Atlastherapie nach Arlen

Die Atlastherapie stellt ein neurophysiologisches Konzept dar. Sie unterscheidet sich in Durchführung, Zielsetzung und Resultat von der herkömmlichen Chirotherapie. Der Name der Therapie leitet sich aus ihrem Ansatzpunkt, dem ersten Halswirbel, dem Atlas ab. Atlas heißt in der griechischen Sage der Titan, der das Himmelsgewölbe trägt, synonym dazu trägt der erste Halswirbel den knöchernen Schädel. Die Muskeln und das Bindegewebe um den Atlas herum sind außerordentlich dicht mit Nervenzellen (Rezeptoren) versorgt.
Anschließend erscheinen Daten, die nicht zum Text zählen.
PR #855, opened 2025-09-24
Add Support more esrgan models & x2 & x1 models

pedroCabrera:
Hi there, i have modified the ESRGAN code to support more models, i tested with a bunch from https://openmodeldb.info/ and some work out of the box but some of them had to be converted with :

```
import torch
checkpoint = torch.load(r"model.pth",map_location="cpu")
torch.save(checkpoint,r"model_converted.pth",_use_new_zipfile_serialization=True)

```
I have also tested with x2 and x1 models from that web and some of them works  ( 2x-ESRGAN.pth ,  1x-Anti-Aliasing.pth )
It also supports RealESRGAN_x4plus.pth as well as the original RealESRGAN_x4plus_anime_6B.pth

PD: I'm integrating stable-diffusion.cpp into [Nuke](https://www.foundry.com/products/nuke-family/nuke) wich is a vfx software , my repo is here -> [pc_nuke_diffusion](https://github.com/pedroCabrera/pc_nuke_diffusion), still early development but most of the cli options are avaliable there already.

esrgan_test

### DIFF
--- a/esrgan.hpp
+++ b/esrgan.hpp
@@ -137,10 +137,10 @@ public:
         // upsample
         if (scale >= 2) {
             auto conv_up1 = std::dynamic_pointer_cast<Conv2d>(blocks["conv_up1"]);
-            feat = lrelu(ctx, conv_up1->forward(ctx, ggml_upscale(ctx, feat, 2, GGML_SCALE_MODE_NEAREST)));
+            feat          = lrelu(ctx, conv_up1->forward(ctx, ggml_upscale(ctx, feat, 2, GGML_SCALE_MODE_NEAREST)));
             if (scale == 4) {
                 auto conv_up2 = std::dynamic_pointer_cast<Conv2d>(blocks["conv_up2"]);
-                feat = lrelu(ctx, conv_up2->forward(ctx, ggml_upscale(ctx, feat, 2, GGML_SCALE_MODE_NEAREST)));
+                feat          = lrelu(ctx, conv_up2->forward(ctx, ggml_upscale(ctx, feat, 2, GGML_SCALE_MODE_NEAREST)));
             }
         }
         // for all scales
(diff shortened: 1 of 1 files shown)


esrgan.hpp
```diff
@@ -164,34 +177,185 @@ struct ESRGAN : public GGMLRunner {
         return "esrgan";
     }
 
-    bool load_from_file(const std::string& file_path, int n_threads) {
+    bool load_from_file(const std::string& file_path) {
```
fszontagh: This change causes the build to fail with the following error:

`upscaler.cpp:58:45: error: no matching function for call to ‘ESRGAN::load_from_file(const std::string&, int&)’
   58 |         if (!esrgan_upscaler->load_from_file(esrgan_path, n_threads)) {
      |              ~~~~~~~~~~~~~~~~~~~~~~~~~~~~~~~^~~~~~~~~~~~~~~~~~~~~~~~
`

fszontagh:
A simple python script to _convert_ an old type .pth: 
`convert_pth.py old_format.pth new_format_pth.pth`
https://gist.github.com/fszontagh/4b1765d3ec75e1200f7a17ad8969da8b

Original image (512x768)
0ad0e5d9-7853-49d8-a5d9-3a00d333ef85_resized_512x768_refined_upscale_test_current_sd_normal

Upscaled image with the converted [4x_Nickelback_70000G.pth](https://openmodeldb.info/models/4x-Nickelback) (2048x3072)

0ad0e5d9-7853-49d8-a5d9-3a00d333ef85_resized_512x768_refined_upscale_test

This is upscaled with RealESRGAN_x4plus.pth ([which is worked earlier](https://github.com/leejet/stable-diffusion.cpp/blob/master/docs/esrgan.md) ) (2048x3072)
0ad0e5d9-7853-49d8-a5d9-3a00d333ef85_resized_512x768_refined

esrgan.hpp
pedroCabrera: yep, its fixed now, i was working in an older version without the multithread feature, now its fixed, thanks!

wbruna:
#865 can be used to test the upscaler models with external images.

leejet:

PR #861, opened 2025-09-27
canny preprocessor fixes

wbruna:


leejet:
It looks like this just increases the size of `mem_size`?

wbruna:
The struct is also received by value, so freeing the data buffer leaves behind an invalid pointer; so I'm reusing the existing buffer instead..

leejet:
So it’s just to avoid reallocating memory, and it won’t affect the result?

wbruna:
> So it’s just to avoid reallocating memory, and it won’t affect the result?

It's more like 'avoid changing the data pointer', since we can't alter its value for the code layers above (it's a C interface). It shouldn't affect the canny processing result in any way: the input image is only used to initialize the tensors, so it's safe to overwrite it at that later point.

(of course, on current master, the data pointer ends up pointing to a freed buffer, so the image data could have been changed (corrupted) by the program elsewhere. In that sense, image results could be different.)

leejet:
I forgot that the parameter is passed by value, so it makes sense.

leejet:

PR #851, opened 2025-09-22
add Qwen Image support

leejet:
## txt2img

```shell
.\bin\Release\sd.exe --diffusion-model  ..\..\ComfyUI\models\diffusion_models\qwen-image-Q8_0.gguf --vae ..\..\ComfyUI\models\vae\qwen_image_vae.safetensors  --qwen2vl ..\..\ComfyUI\models\text_encoders\Qwen2.5-VL-7B-Instruct-Q8_0.gguf  -p '一个穿着"QWEN"标志的T恤的中国美女正拿着黑色的马克笔面相镜头微笑。她身后的玻璃板上手写体写着 “一、Qwen-Image的技术路线： 探索视觉生成基础模型的极限，开创理解与生成一体化的未来。二、Qwen-Image的模型特色：1、复杂文字渲染。支持中英渲染、自动布局； 2、精准图像编辑。支持文字编辑、物体增减、风格变换。三、Qwen-Image的未来愿景：赋能专业内容创作、助力生成式AI发展。”' --cfg-scale 2.5 --sampling-method euler -v --offload-to-cpu -H 1024 -W 1024 --diffusion-fa --flow-shift 3
```

qwen_image_t2i

## img2img

```shell
.\bin\Release\sd.exe --diffusion-model  ..\..\ComfyUI\models\diffusion_models\qwen-image-Q8_0.gguf --vae ..\..\ComfyUI\models\vae\qwen_image_vae.safetensors  --qwen2vl ..\..\ComfyUI\models\text_encoders\Qwen2.5-VL-7B-Instruct-Q8_0.gguf --cfg-scale 2.5 --sampling-method euler -v --offload-to-cpu --diffusion-fa --flow-shift 3 -i ..\assets\flux\flux1-dev-q8_0.png -p "a lovely cat"
```

qwen_image_i2i

## Qwen Image Edit

https://github.com/leejet/stable-diffusion.cpp/pull/877

PR #873, opened 2025-10-04
fix VAE tiling for Qwen Image

wbruna:
Intended for #851 , ~~but works fine on current master~~. Edit: encoding path fix applied on top of `qwen_image`.

### DIFF
--- a/stable-diffusion.cpp
+++ b/stable-diffusion.cpp
@@ -1440,18 +1440,19 @@ public:
         if (vae_tiling_params.enabled && !encode_video) {
             // TODO wan2.2 vae support?
             int C = sd_version_is_dit(version) ? 16 : 4;
-            int NE2, NE3;
+            int ne2;
+            int ne3;
             if (sd_version_is_qwen_image(version)) {
-                NE2 = x->ne[3];
-                NE3 = C;
+                ne2 = 1;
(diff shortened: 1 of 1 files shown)


Green-Sky:
Did you try if this works with wan?

LostRuins:
It will not trigger with WAN in it's current state, because `encode_video` will be true, so it will never enter the vae tiling codepath

LostRuins:
@wbruna i can confirm it works for qwen image, and there's no regression with WAN (still works fine with no tiling)

wbruna:
It was failing simply because the split+merge assumed a specific tensor shape (and blowing up deep inside ggml because the wrong shapes triggered a division by zero). But for Wan, I'm sure leejet would have spotted this bug if it was just a matter of fixing the dimensions... Feel free to try it, though; I'm not sure I have either hardware or patience enough for that 😅.

wbruna:
Not enough for img2img, unfortunately; any encode tiling triggers an assertion:
> ggml/src/ggml-backend.cpp:300: GGML_ASSERT(offset + size <= ggml_nbytes(tensor) && "tensor read out of bounds") failed

Edit: fixed it, but needed an explicit test for Qwen Image.

leejet:

PR #881, opened 2025-10-12
Avoid generating black images when running T5 on the GPU

leejet:


wbruna:
Working on ROCm with Chroma:

t5_1760270423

Sie haben über direkte Nervenverbindungen zum Gehirn Einfluss zu anderen Funktionssystemen.

Im Speziellen zum

  • Kerngebiet des Gleichgewichts- und Hörorgans
  • zu Hirnzentren, in denen Grob- und Feinmotorik, Bewegung (u.a. Augen- und Kiefergelenk) und Haltung geplant wird.
  • Zu vegetativen Nervenzentren ,die nicht direkt beeinflussbar sind = autonomes Nervensystem
  • Diese Rezeptoren sind mittelbar auch an der Verarbeitung von Schmerzsignalen beteiligt.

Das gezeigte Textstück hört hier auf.